Britain – a nation of the dispossessed #FundOurNHS

shelly

Capitalism is an economic system based upon private ownership of the means of production and their operation for profit.

Privatising our NHS and all our other once public services is not capitalism, it’s colonialism in disguise, the theft of something we have already built, paid for and run for 70 years, and renting it back to us for profit. Vulture capitalism is a misnomer, but it gives the general idea of parasitical market forces on a feeding frenzy. We still pay for it all, but those services no longer exists to serve our interests. The first order of business is to serve the companies interests, which is profit.

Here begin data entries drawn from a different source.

PR #9607, opened 2026-01-13
VK: Add support for VK_KHR_global_priority

rafadevai:
Add support for application that want to change the priority of GPU queues at a system level.

### DIFF
--- a/filament/backend/src/vulkan/VulkanDriver.cpp
+++ b/filament/backend/src/vulkan/VulkanDriver.cpp
@@ -851,7 +851,7 @@ void VulkanDriver::createProgramR(Handle<HwProgram> ph, Program&& program, utils
 
     // Base case - build the pipeline without any external samplers.
     mPipelineCache.asyncPrewarmCache(
-        *vprogram.get(),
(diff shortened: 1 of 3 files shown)


poweifeng (approved):

filament/backend/src/vulkan/VulkanContext.h
```diff
@@ -240,6 +244,7 @@ struct VulkanContext {
     bool mPipelineCreationFeedbackSupported = false;
     bool mProtectedMemorySupported = false;
     bool mVertexInputDynamicStateSupported = false;
+    bool mGlobalPrioritySupported = false;
```
anishmgoyal, line 247: nitpicky nit: let's try to keep these alphabetized?

pixelflinger: That's not "a thing" in filament's coding style.  However, we generally try to order fields by temporal locality and/or to avoid padding. Generally this means ordering by large object first (e.g. pointers).
In the end we don't have strong rules for field ordering.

It is much the same as if I sold the house you’d paid for over your lifetime, without your permission, and may even have built yourself, and then renting back to you what was once entirely yours, leaving you ever poorer with nothing but a living space that you have no control over any more, a tenancy I can end and rent to someone else at any time, leaving you homeless and destitute, for which I then lay the blame and the cost entirely on you.

Since 2010, the Conservatives have turned us from a nation of owners of our national services and assets, into a nation of the dispossessed.

We have gone from security to precarity and, naturally, those most affected are those who were already living the most precarious lives.

Where once I could access the NHS confident that it was there to serve my interests and help me at a time of need, that confidence has been ripped away from me and I am dependent on the whim of private companies whose first interests are not my interests and which have no mandate to serve my interests and for which I have no access to holding them to account.

Look at Britain today, we are a nation in which millions of people are being driven into beggary, the most visible sign of which is the ever increasing numbers of homeless people, but that is just the tip of an enormous iceberg which more and more people are colliding with and sinking every day.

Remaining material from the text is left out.